Kapitel 3Flucht ins Ungewisse


Lena Bergmann

Die salzige Luft der Nordseeküste vermischte sich mit dem schweren Duft des Regens, der an diesem Abend dichter und drückender als sonst war. Lena spürte die Anspannung in der Atmosphäre, noch bevor sie das kleine Café Strandblick betreten hatte. Die schwach leuchtenden Laternen entlang der Hauptstraße warfen flimmernde Schatten auf die glänzenden, nassen Pflastersteine, während das Geräusch der rauschenden Wellen in der Ferne wie ein unaufhörliches Echo in ihren Ohren hallte.

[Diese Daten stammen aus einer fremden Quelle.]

PR #305, opened 2026-02-20
Support asset in sendBitcoin

louisinger:
This PR makes `sendBitcoin` using `send` method (supporting asset).

however, because we have an option to spend specific vtxo in sendBitcoin, we need to keep the current implementation if params.selectedVtxos is set. 

@Kukks please review

## Summary by CodeRabbit

* **Refactor**
  * Improved Wallet Bitcoin sending logic to better handle explicit virtual coin selection, resulting in more reliable transaction construction and submission when selecting specific inputs.


Kukks (approved):
We can extend send to also support explicit coin support

PR #319, opened 2026-02-28
Arkade Script support

louisinger:
Adds full client-side support for https://github.com/arkade-os/emulator and ArkadeScript
                                                                                                                                                                                                                            
###   What's included                                                                                                                                                                                                           
                                                                                                                                                                                                                            
  - Arkade opcodes & script codec — encode/decode Arkade extension opcodes (0xc4–0xf2) alongside standard Bitcoin opcodes, with ASM conversion helpers                                                                      
  - Script tweaking — compute introspector-bound public keys via tagged hash (ArkScriptHash) point addition
  - ArkadeVtxoScript — extends VtxoScript to support arkade-enhanced tapscript leaves with automatic key tweaking
  - Introspector provider — REST client for the introspector co-signing service (info, intent submission, finalization)
  - Batch handler — createArkadeBatchHandler handles the full boarding + settlement flow with introspector co-signing
  - PSBT fields — new ArkadeScript and ArkadeScriptWitness unknown fields, plus stricter key matching in existing field decoders
  - Docker setup — docker-compose.yml and introspector.Dockerfile for local development

  Tests

  - Unit tests for opcodes, script encoding/decoding, ASM conversion, and key tweaking
  - E2E tests covering boarding, settlement, and combined flows against a local Ark + introspector stack (with and without assets)

@Kukks @tiero please review

<!-- This is an auto-generated comment: release notes by coderabbit.ai -->
## Summary by CodeRabbit

* **New Features**
  * Arkade scripting and VTXO support (ASM, opcode extensions, tweaked pubkeys).
  * Introspector service and REST client for intent/tx/finalization flows.
  * Contract system: ContractManager, ContractWatcher and built-in handlers (Default/Delegate/VHTLC).
  * Expo background tasks and an Expo-backed wallet with background/foreground processing.
  * MessageBus/service-worker wallet updater for typed wallet messaging.

* **Repositories / Storage**
  * New repository implementations: IndexedDB, SQLite, Realm, and in-memory; migration helpers and storage config.

* **Tests**
  * Extensive unit and end-to-end test coverage for Arkade, contracts, and flows.
<!-- end of auto-generated comment: release notes by coderabbit.ai -->


src/arkade/vtxoScript.ts
```diff
@@ -0,0 +1,152 @@
...
+    CLTVMultisigTapscript,
+    type ArkTapscript,
+} from "../script/tapscript";
+import { VtxoScript } from "../script/base";
+import { computeArkadeScriptPublicKey } from "./tweak";
+
+export type ArkadeLeaf = {
+    arkadeScript: Uint8Array;
+    tapscript: ArkTapscript<TapscriptType, any>;
+};
```
louisinger:
```suggestion
export type ArkadeLeaf = {
    arkadeScript: Uint8Array;
    tapscript: ArkTapscript<TapscriptType, any>;
    introspectors: UInt8Array[];
};
```

ghost (approved):
## 🔍 Arkana PR Review — arkade-os/ts-sdk#319 (incremental: `1673ce4d`)

*Review by Arkana 🔍 — [Agent: pr-reviewer]*

**Scope since last review (`8eb98de`):** 1 functional commit + 1 merge from master.

### `1673ce4d` — fix minimal data number encoding (`src/arkade/script.ts:62-73`)

This directly addresses the MINIMALDATA concern I flagged in my previous review. The fix:

- Merges the `number` and `bigint` branches into a single `typeof o === "number" || typeof o === "bigint"` check
- Adds OP_0 handling for `0n` (`o === 0 || o === 0n`) — uses strict equality, correct since `0n === 0` is `false` in JS
- Extends OP_1–OP_16 small-integer encoding to bigint values via `Number(o)` coercion after the range check
- JS comparison operators (`>=`, `<=`) support mixed bigint/number operands, so `1n >= 1` and `16n <= 16` work correctly
- Negative numbers (`-1`, `-1n`) correctly fall through to BigNum encoding

The comment about Arkade VM enforcing MINIMALDATA is a good addition for future maintainers.

**One note:** No unit test was added for bigint MINIMALDATA encoding (e.g., `ArkadeScript.encode([0n, 1n, 16n, 17n])` round-trip). Consider adding one to prevent regression.

### Master merge (`c1b01a86`)

Two PR-touched files were modified by the merge:
- `src/extension/index.ts`: import path `.js` extension fix — trivial, correct
- `src/utils/unknownFields.ts`: `bip68.decode` → centralized `sequenceToTimelock` helper — clean refactor from master, no semantic change

No conflicts. No issues.

**Approving** — the MINIMALDATA fix is correct and addresses the last open concern.

Co-Authored-By: Claude Opus 4.6 <noreply@anthropic.com>

ghost (approved):
## 🔍 Arkana PR Review — arkade-os/ts-sdk#319 (incremental: `bf176026`)

*Review by Arkana 🔍 — [Agent: pr-reviewer]*

**Scope since last review (`1673ce4d`):** 1 merge from master + 1 fix commit.

### `bf176026` — fix runTask import (`src/worker/expo/index.ts`)

Fixes a real bug I flagged in my first review (concern #8). `runTasks` is an `async function` (value export), not a type — placing it inside `export type { ... }` caused TypeScript to erase it, making it `undefined` at runtime for any consumer importing from the barrel.

The fix:
- Removes `runTasks` from the `export type { ... }` block
- Adds `export { runTasks, createTaskDependencies }` as a value re-export
- `createTaskDependencies` was also missing from the barrel — good catch including it

Verified: both `runTasks` (line 54) and `createTaskDependencies` (line 125) in `taskRunner.ts` are runtime function exports. The type-only re-exports (`TaskProcessor`, `TaskDependencies`, `CreateTaskDependenciesOptions`) remain correctly in the `export type` block.

No protocol-critical code touched. **Approving.**

Co-Authored-By: Claude Opus 4.6 <noreply@anthropic.com>

Kukks:
Cleaned-up replay in #532 — same arkade/introspector content, replayed onto current master and sequenced by topic (committed by @louisinger via `--author`).

What's different from this PR:
- Drops the committed `dist/` artefacts (~60k LOC) — the un-ignore of `dist` in `packages/ts-sdk/.gitignore` is also gone. Consumers who need a prebuilt for git-based installs should use `prepare`.
- Skips reverts that would undo recent master fixes/perf this branch was unaware of: #511 (delegate-info validation), #512 (`renewVtxos` per-call threshold), #520 (delegate normalisation), #527 (Realm `create` mode), #529/#519 (per-contract tapscript memoisation + clone), #530/#531 (boarding-receive dedup).
- Drops the unrelated boltz-swap refactor and the test renames (`delegate*` → `delegator*`) — those weren't part of the arkade scope.

Leaving this PR open for reference and so you can pick it up if there's anything in #532 that doesn't capture your intent. Happy to close once you've had a look.

tiero (commented):
Why dist folder is committed?

packages/ts-sdk/test/e2e/arkade-onchain.test.ts
```diff
@@ -0,0 +1,297 @@
...
+
+        setArkPsbtField(tx, 0, PrevoutTxField, opts.rawFundingTx);
+
+        if (opts.arkadeScript) {
+            addEmulatorPacket(tx, [
+                {
+                    vin: 0,
+                    script: opts.arkadeScript,
+                    // single empty push for output_index = 0
+                    witness: new Uint8Array([0x01, 0x00]),
```
tiero: can you explain? Seems to be good opportunity to abstract it in a way where we don't make developer aware of the packet and tweaking?

packages/ts-sdk/test/e2e/arkade-onchain.test.ts
```diff
@@ -0,0 +1,297 @@
...
+        const aliceX = await alice.xOnlyPublicKey();
+        const bobP2TR = p2tr(bobX, undefined, networks.regtest).script;
+
+        const arkadeScript = enforcePayTo(bobP2TR, SPEND_AMOUNT);
+        const tweakedIntro = arkade.computeArkadeScriptPublicKey(emulatorPubkey, arkadeScript);
+
+        const vtxoScript = new arkade.ArkadeVtxoScript([
+            {
+                arkadeScript,
+                emulators: [emulatorPubkey],
```
tiero: why plural?

packages/ts-sdk/src/arkade/tweak.ts
```diff
@@ -0,0 +1,76 @@
...
+ *
+ * @param pubKey - The emulator's base public key (32 or 33 bytes)
+ * @param script - The raw Arkade script bytes
+ * @returns 32-byte x-only tweaked public key
+ */
+export function computeArkadeScriptPublicKey(pubKey: Uint8Array, script: Uint8Array): Uint8Array {
+    const hash = arkadeScriptHash(script);
+
+    const xOnly = pubKey.length === 33 ? pubKey.subarray(1) : pubKey;
+    const point = secp256k1.Point.fromHex("02" + hex.encode(xOnly));
```
pietro909: This forces even-Y on a real compressed key: do we know if the emulator does exactly the same thing? if yes, we need a unit test and a comment to lock-in the behavior.

packages/ts-sdk/src/arkade/batch.ts
```diff
@@ -0,0 +1,254 @@
...
+
+                if (boardingIdx !== null) {
+                    // Boarding: sign commitment tx directly
+                    commitmentPsbt.updateInput(boardingIdx, {
+                        tapLeafScript: [input.forfeitTapLeafScript],
+                    });
+
+                    boardingIndices.push(boardingIdx);
+                    hasBoardingInputs = true;
+                } else {
```
pietro909: Recoverable and subdust VTXOs would end up here without a filter and likely cause a failure? Or is this expected?

Shall we filter them out?

```
if (isVtxo(input) && (isRecoverable(input) || isSubdust(input, dustAmount))) continue;
```

packages/ts-sdk/src/arkade/tweak.ts
louisinger: emulator is handling every cases while signing. from client point of view, it doesn't matter. here it's only a trick to make `secp256k1.Point.fromHex` succeeds in whatever the pubkey length.

pietro909: fine, a comment would be helpful so that we don't get someone to ask the same question in one month :smile:

pietro909 (approved):

ghost (changes requested):
## 🔍 Arkana PR Review — arkade-os/ts-sdk#319 (incremental: `26804ece`)
*Review by Arkana 🔍 — [Agent: pr-reviewer]*

This is an incremental review covering changes since my last review (`bf176026`). The PR has grown substantially — monorepo restructure, new `boltz-swap` package, contract handlers, signer rotation, and Arkade script high-level APIs.

**⚠️ PROTOCOL-CRITICAL: This PR touches VTXO management, transaction signing, forfeit paths, signer rotation, key derivation, MuSig2, and VHTLC construction. Human review required before merge.**

---

### 🔴 HIGH — Boarding migration settle passes gross amount without fee deduction

`packages/ts-sdk/src/wallet/vtxo-manager.ts:1725-1735`

The boarding migration leg builds a settle intent with `totalAmount = sum(input values)` as the output amount, without deducting intent fees (`evalOnchainInput` / `evalOffchainOutput`). The periodic settle path (lines 2625-2709) correctly uses an `Estimator` to deduct fees. On fee-charging servers, the boarding migration settle will fail with `INTENT_INSUFFICIENT_FEE`, making cooperative signer migration of boarding UTXOs silently broken. Funds are not lost (unilateral exit remains), but the auto-migration feature is dead on any server with non-zero fees.

Same pattern in `recoverVtxos()` (line 1098-1112) and `renewVtxos()` (line 1372-1383).

---

### 🔴 HIGH — `VtxoScript.encode()` hardcodes `depth: 1` for all leaves

`packages/ts-sdk/src/script/base.ts:94-100`

```typescript
encode(): Bytes {
    const tapTree = TapTreeCoder.encode(
        this.scripts.map((script) => ({
            depth: 1,    // <-- always 1 regardless of actual tree depth
            ...
```

The constructor now uses `assembleBtcdTaprootTree` (which produces varying depths for non-power-of-2 leaf counts), but `encode()` still writes every leaf at `depth: 1`. The internal round-trip (`encode → decode → reconstruct`) is safe because decode discards depth, but this encoded TapTree is structurally wrong in the PSBT. External consumers (hardware wallets, other PSBT signers) that interpret the TapTree field literally will derive wrong merkle paths and fail to sign.

---

### 🟡 MEDIUM — URL path injection across providers

`packages/ts-sdk/src/providers/indexer.ts:307, 338, 360, 373, 390, 421, 446, 525, 547`
`packages/ts-sdk/src/providers/onchain.ts:156, 170, 188, 199, 212`

User-supplied values (`txid`, `address`, `subscriptionId`) are interpolated directly into URL paths without sanitization. A malformed txid containing `/` or `..` could redirect requests to arbitrary server endpoints. Note that `assetId` at indexer.ts:649 *does* use `encodeURIComponent`, showing this was considered for one case but not applied consistently. The SDK should not rely on server-side validation for path safety.

---

### 🟡 MEDIUM — `signCooperativeClaimForServer` signs an opaque server-provided hash

`packages/boltz-swap/src/arkade-swaps.ts:2238-2256`

Signs `claimDetails.transactionHash` (a hash from Boltz) using MuSig2 without verifying what transaction the hash corresponds to. The ephemeral key scoping limits blast radius (it's the lockup-side key, not the wallet key), but signing opaque hashes from a counterparty is a security smell. At minimum, add a comment explaining why this is safe (Boltz already controls the refund path after timelock, so worst case is they claim their own funds earlier).

---

### 🟡 MEDIUM — `contract.ts` accepts outputs with `amount: undefined`

`packages/ts-sdk/src/arkade/contract.ts:617`

```typescript
const outputsSum = this.outputs.reduce((s, o) => s + (o.amount ?? 0n), 0n);
```

An output with `amount: undefined` counts as 0 sats in the surplus check but is still included in the transaction. Should validate that all outputs have explicit amounts before building.

---

### 🟡 MEDIUM — Boarding handler doesn't probe deprecated signer keys

`packages/ts-sdk/src/contracts/handlers/boarding.ts:129-145`

Unlike `default` and `delegate` handlers which iterate over `deps.deprecatedSignerPubKeys`, the boarding handler only probes `deps.serverPubKey`. An unspent boarding UTXO anchored to a deprecated signer key becomes undiscoverable during wallet restore, until the user manually provides the old key. This is a gap in the signer rotation story for boarding UTXOs.

---

### 🟡 MEDIUM — Emulator provider doesn't validate `signerPubkey` format

`packages/ts-sdk/src/providers/emulator.ts:67-68`

`getInfo()` validates `signerPubkey` is a non-empty string but doesn't verify it's valid hex encoding a valid public key. A malformed key would produce a tweaked key that nobody can sign for — locking funds.

---

### 🟢 LOW — Duplicate `createVHTLCScript` implementations

`packages/boltz-swap/src/utils/scripts.ts` vs `packages/boltz-swap/src/utils/vhtlc.ts`

Near-duplicate implementations of `createVHTLCScript`, `VhtlcTimeouts`, and `toBip68RelativeTimelock`. A fix applied to one will be missed in the other. Should be deduplicated.

---

### 🟢 LOW — `isMetadata` type guard doesn't validate values

`packages/ts-sdk/src/providers/errors.ts:64-66`

Asserts `Record<string, string>` but only checks it's a non-null, non-array object. Values could be numbers, nested objects, etc. Downstream code treating values as strings would get silent coercion.

---

### 🟢 LOW — Misleading BIP comment in batch.ts

`packages/ts-sdk/src/arkade/batch.ts:82`

Comment references BIP-65 (CLTV / absolute timelocks) but context is CSV (BIP-68 / relative timelocks). The 512 threshold is correct for BIP-68. Fix the comment.

---

### 🟢 LOW — Dead field `arkadeScriptBytes` on `ArkadeExtendedCoin`

`packages/ts-sdk/src/arkade/batch.ts:40`

`arkadeScriptBytes` is required by the type but never read anywhere. Dead code in a protocol-critical type.

---

### 🟢 LOW — No nonce disposal after MuSig session

`packages/boltz-swap/src/utils/musig.ts`

After `signPartial()` produces a `MusigSigned`, the secret nonce remains in memory with no explicit zeroing. The MuSig2 nonce generation relies on `@scure/btc-signer` internally adding `randomBytes(32)` — a correct but undocumented assumption with catastrophic consequences (key leak) if the library removes that randomness. Add a comment documenting this safety dependency.

---

### ℹ️ INFO — Ephemeral key + preimage stored plaintext together

`packages/boltz-swap/src/arkade-swaps.ts:2357-2358`

Both `ephemeralKey` (raw private key) and `preimage` are stored as hex in the same `BoltzChainSwap` row in IndexedDB. An XSS attack reading the swap repository would get both, enabling funds theft. Inherent to browser wallet design but worth noting.

---

### ℹ️ INFO — Master seed serialization across postMessage

`packages/ts-sdk/src/identity/seedIdentity.ts:528-558`

The full 64-byte master seed (or mnemonic+passphrase) is serialized as a plain object for `postMessage` to service workers. The code comments acknowledge this tradeoff. Confirming reviewer awareness: any XSS on the message channel gets the master seed, not just a derived key.

---

### ✅ Verified Correct

- **Key derivation** (`seedIdentity.ts`): Seed length validation, descriptor-xpub cross-check, defensive copies — all correct.
- **Forfeit path construction** (`forfeit.ts`): Amount summation, P2A anchor, v3 transaction — correct.
- **Taproot tree assembly** (`taprootTree.ts`): Correctly implements btcd's `AssembleTaprootScriptTree`.
- **Tree validation** (`validation.ts`): Parent-child linkage, amount conservation, cosigner key checks — correct.
- **PSBT unknown fields** (`unknownFields.ts`): Byte-level key matching and robust decode — correct.
- **Signing sessions** (`signingSession.ts`): 1-input invariant enforced by tree validation, signing loop is safe.
- **VHTLC/delegate/default handlers**: Script construction, role resolution, and forfeit paths are correct.
- **MuSig2 partial sig verification**: Properly validates before aggregation.

---

**Requesting changes** for the boarding migration fee gap (HIGH) and TapTree depth encoding (HIGH). The remaining items are non-blocking but should be addressed.

*— Arkana*

ghost (approved):
## 🔍 Arkana PR Review — arkade-os/ts-sdk#319 (incremental: `98add036`)
*Review by Arkana 🔍 — [Agent: pr-reviewer]*

**Scope since last review (`26804ece`):** boltz-swap optimistic settlement (`waitFor: "funded"`), test sequencer, version bumps, emulator v0.0.3.

### Verdict: ✅ Approve

This is a clean, well-designed feature. The concurrency model is correct and the test coverage is thorough. No protocol-critical paths (VTXO, signing, forfeit, exit) are touched — this is purely swap lifecycle UX.

### What I checked

**1. `waitForSubmarineSwap` state machine** (`arkade-swaps.ts`)
- Two-flag design (`isFinal` / `isSettled`) is correct: `isFinal` gates further processing, `isSettled` gates promise resolution. Optimistic resolution sets only `isSettled`, so the monitor continues persisting updates (preimage on claim, refundable on failure). Terminal handlers set both. No double-resolution risk — JS is single-threaded and flags are set synchronously before any `await`.

**2. `hasSubmarineStatusReached`** (`boltz-swap-provider.ts`)
- Progression order matches the Boltz API. Failure statuses correctly return `false` (not in the array → `indexOf` returns -1). The "at or beyond" semantics handle skipped statuses (0-conf, subscription gaps).

**3. Error handling hardened**
- `saveStatus` now wraps persistence in try/catch — a storage failure no longer leaves the promise dangling. The domain error (swap expired, invoice failed, etc.) always wins.
- `transaction.claimed` handler: preimage fetch failure rejects instead of hanging. Status isn't persisted in that case, but `refreshSwapsStatus` recovers it on next startup. Acceptable trade-off.
- `monitorSwap` callback errors are caught and logged, preventing unhandled rejections after optimistic resolution.

**4. `refreshSwapsStatus` preimage backfill** (`arkade-swaps.ts:~2951`)
- Correctly fetches the preimage for swaps that settled while no monitor was attached (the "funded → app restart" scenario). Gracefully degrades if the preimage fetch fails.

**5. Type overloads**
- `sendLightningPayment` overloads correctly narrow: `waitFor?: "settled"` (or omitted) → `SendLightningPaymentResponse` with required preimage; `waitFor: "funded"` → `OptimisticSendLightningPaymentResponse` with optional preimage. All three consumer surfaces (core, Expo, service worker) and the `IArkadeSwaps` interface are updated consistently.

**6. Test coverage**
- 15+ new test cases covering: happy paths, failure before/after funding, late preimage persistence, monitor errors after resolution, persistence failures, SwapManager-disabled warning, refreshSwapsStatus backfill with and without errors. Edge cases are well covered.

**7. Infra**
- `vitest.config.ts` custom sequencer: clean solution to ensure `deprecatedSignerMigration` runs last and doesn't invalidate the signer key for other tests.
- Emulator v0.0.2 → v0.0.3, regtest submodule bump — no concerns.

No issues found. Ship it. 🚢

*— Arkana*

packages/ts-sdk/src/arkade/batch.ts
```diff
@@ -0,0 +1,271 @@
...
+                return { skip: true };
+            }
+
+            const commitmentTx = Transaction.fromPSBT(base64.decode(event.unsignedCommitmentTx));
+            const sharedOutput = commitmentTx.getOutput(0);
+            if (!sharedOutput?.amount) {
+                throw new Error("Shared output not found");
+            }
+
+            await session.init(vtxoTree, sweepTapTreeRoot, sharedOutput.amount);
```
pietro909, line 119: We initiate a signing session having validated only the amount.
Should we use `validateVtxoTxGraph` like we do in [wallet/wallet.ts](https://github.com/arkade-os/ts-sdk/blob/master/packages/ts-sdk/src/wallet/wallet.ts#L3248C17-L3248C36) ? And maybe validate the recipients too.

packages/ts-sdk/src/arkade/batch.ts
```diff
@@ -0,0 +1,271 @@
...
+            const info = await arkProvider.getInfo();
+            const forfeitOutputScript = OutScript.encode(
+                Address(network).decode(info.forfeitAddress),
+            );
+
+            let commitmentPsbt = Transaction.fromPSBT(base64.decode(event.commitmentTx));
+            const signedForfeits: string[] = [];
+            let hasBoardingInputs = false;
+            let connectorIndex = 0;
+            const connectorLeaves = connectorTree?.leaves() || [];
```
pietro909, line 157: Same as above, we should validate the connectors. This is also what NArk does.

packages/ts-sdk/src/arkade/batch.ts
```diff
@@ -0,0 +1,271 @@
...
+
+            const boardingIndices: number[] = [];
+
+            for (const input of inputs) {
+                // Auto-detect: is this input in the commitment tx? (boarding)
+                let boardingIdx: number | null = null;
+                for (let i = 0; i < commitmentPsbt.inputsLength; i++) {
+                    const psbtInput = commitmentPsbt.getInput(i);
```
pietro909: Shall we use the `!isVtxo(input)` like we do in wallet (see https://github.com/arkade-os/ts-sdk/blob/master/packages/ts-sdk/src/wallet/wallet.ts#L3038)?

packages/ts-sdk/src/arkade/contract.ts
```diff
@@ -0,0 +1,967 @@
...
+        if (coin.sourceTx) {
+            setArkPsbtField(arkTx, 0, PrevArkTxField, coin.sourceTx);
+        }
+
+        // tapscript witness → ConditionWitness on the ark tx and every checkpoint.
+        const condition = (def.tapscript.witness ?? []).map((w) => this.witnessBytes(w));
+        if (condition.length > 0) {
+            setArkPsbtField(arkTx, 0, ConditionWitness, condition);
+            for (const cp of checkpoints) {
+                setArkPsbtField(cp, 0, ConditionWitness, condition);
```
pietro909: Do we want to attach the ConditionWitness to all checkpoints?  Just asking because it feels like belonging to the contract path only.

packages/ts-sdk/src/arkade/contract.ts
```diff
@@ -0,0 +1,967 @@
...
+        const signedArk = await this.signArk(arkTx, userInputs);
+        const res = await client.arkProvider.submitTx(
+            base64.encode(signedArk.toPSBT()),
+            checkpoints.map((c) => base64.encode(c.toPSBT())),
+        );
+        const finalCps = await Promise.all(
+            res.signedCheckpointTxs.map(async (b) =>
+                base64.encode(
+                    (
+                        await client.identity!.sign(Transaction.fromPSBT(base64.decode(b)), [0])
```
pietro909, line 713: This will sign also server-only paths.

Shouldn't we mirror `const userInputs = this.userInputIndexes();`  at line 699?

packages/ts-sdk/src/arkade/contract.ts
```diff
@@ -0,0 +1,967 @@
...
+        return this;
+    }
+
+    /** Assemble the unsigned ark transaction and its checkpoints. */
+    async build(): Promise<{ arkTx: Transaction; checkpoints: Transaction[] }> {
+        if (this.outputs.length === 0) {
+            throw new Error("ArkadeTransactionBuilder: at least one output is required");
+        }
+        const outputsSum = this.outputs.reduce((s, o) => s + (o.amount ?? 0n), 0n);
+        const coin = this.coin ?? (await this.selectCoin(outputsSum));
```
pietro909, line 589: `this.selectCoin` uses `this.contract.getUtxos()` which returns a list of `VirtualCoin` which doesn't have `sourceTx`. 

It duck-types to `Utxo` because it honours the only the mandatory fields: the condition at 657 will always be false for  `this.coin = undefined`

packages/ts-sdk/src/arkade/contract.ts
```diff
@@ -0,0 +1,967 @@
...
+ * `<COSIGNER_KEY>` placeholders from `bind`, pass everything else through to the
+ * Arkade script encoder. The SDK does not interpret opcodes — this is pure
+ * substitution + encoding.
+ */
+export function resolveAsm(asm: AsmToken[], bind: Record<string, ArkadeParamValue>): Uint8Array {
+    const tokens = asm.map((t) => {
+        if (typeof t === "string" && t.startsWith("$")) {
+            return bindValue(bind, t.slice(1));
+        }
+        if (t === "<SELF>") {
```
pietro909: It looks like `<SERVER_KEY>`  and `<COSIGNER_KEY>`  also pass-through, which is opposite to what the docs say above: 

> substitute `$param` / `<SERVER_KEY>` / `<COSIGNER_KEY>` placeholders from `bind`, pass everything else through

pietro909 (changes requested):

pietro909 (approved):

pietro909 (approved):

pietro909 (approved):

packages/ts-sdk/src/arkade/batch.ts
```diff
@@ -0,0 +1,263 @@
...
+import type { TxTree } from "../tree/txTree";
+
+export type ArkadeExtendedCoin = ExtendedCoin & {
+    arkadeScriptBytes: Uint8Array;
+};
+
+const isVtxoCoin = (input: ArkadeExtendedCoin): input is ArkadeExtendedCoin & ExtendedVirtualCoin =>
+    "virtualStatus" in input;
+
+export function createArkadeBatchHandler(
```
Kukks, line 48: these batch handlers are killing me. They feel like such boilerplate

packages/ts-sdk/src/arkade/tweak.ts
```diff
@@ -0,0 +1,81 @@
...
+export function computeArkadeScriptPublicKey(pubKey: Uint8Array, script: Uint8Array): Uint8Array {
+    const hash = arkadeScriptHash(script);
+
+    const xOnly = pubKey.length === 33 ? pubKey.subarray(1) : pubKey;
+    // Force the even-Y ("02") interpretation of the x-only key. This mirrors the
+    // emulator, which lifts its key to even Y (BIP-340 lift_x) before tweaking;
+    // we must derive the tweaked pubkey from the same point or it won't match the
+    // key the emulator signs with. Prepending the prefix also lets `fromHex`
+    // accept both 32-byte (x-only) and 33-byte (compressed) inputs uniformly.
+    const point = secp256k1.Point.fromHex("02" + hex.encode(xOnly));
```
Kukks: this is super confusing... why do we strip it above and then force a 02 right after

packages/ts-sdk/src/arkade/tweak.ts
```diff
@@ -0,0 +1,81 @@
...
+ * result = pubKey + taggedHash("ArkScriptHash", script) * G
+ *
+ * The input pubKey should be a compressed (33-byte) or x-only (32-byte) public key.
+ * Returns a 32-byte x-only public key.
+ *
+ * @param pubKey - The emulator's base public key (32 or 33 bytes)
+ * @param script - The raw Arkade script bytes
+ * @returns 32-byte x-only tweaked public key
+ */
+export function computeArkadeScriptPublicKey(pubKey: Uint8Array, script: Uint8Array): Uint8Array {
```
Kukks, line 53: There's really no quick tweak func in scure?

packages/ts-sdk/src/arkade/tweak.ts
louisinger: that's needed to match the emulator tweak logic (normalize to 02 prefix). however scure has lift_x doing the same without this sloppy piece of code. I pushed the change, no more `"02" + ....`

packages/ts-sdk/src/arkade/tweak.ts
louisinger: yes, but scoped to taproot tweak. so we can't reuse them.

An der Tür zögerte sie. Ihr Blick glitt wachsam über die Umgebung – die wenigen geparkten Autos, die menschenleere Straße, die trügerische Ruhe. Das Misstrauen war längst ein ständiger Begleiter geworden, eine zweite Haut, die sie nicht ablegen konnte. Schließlich drückte sie die Tür auf. Das leise Klingeln der Glocke über ihr löste einen kurzen Schauer durch ihren Körper aus, den sie sofort unterdrückte.

Paul Reinhardt saß in der dunkelsten Ecke des Cafés, den Rücken zur Wand, die Kapuze seines dünnen Regenmantels halb über den Kopf gezogen. Seine Hände lagen unruhig auf dem Tisch, und seine rot unterlaufenen Augen huschten rastlos durch den Raum, als könnten sie jeden Moment etwas Gefährliches entdecken. Er sah aus wie ein Mann, der schon seit Tagen nicht mehr geschlafen hatte und von einer unsichtbaren Last erdrückt wurde.

„Lena,“ flüsterte er, als sie sich ihm näherte. Seine Stimme war rau und trug einen Hauch von Verzweiflung, die sie sofort spürte. Sie setzte sich langsam ihm gegenüber, ihre Schultern angespannt, die Hände eng um die Tischkante gelegt.

„Du siehst aus, als wärst du schon halb tot,“ sagte sie trocken, während ihr Blick jede seiner Bewegungen studierte. Seine feuchten Hände zitterten leicht. Paul schluckte schwer, schien jedoch ihre Worte zu ignorieren.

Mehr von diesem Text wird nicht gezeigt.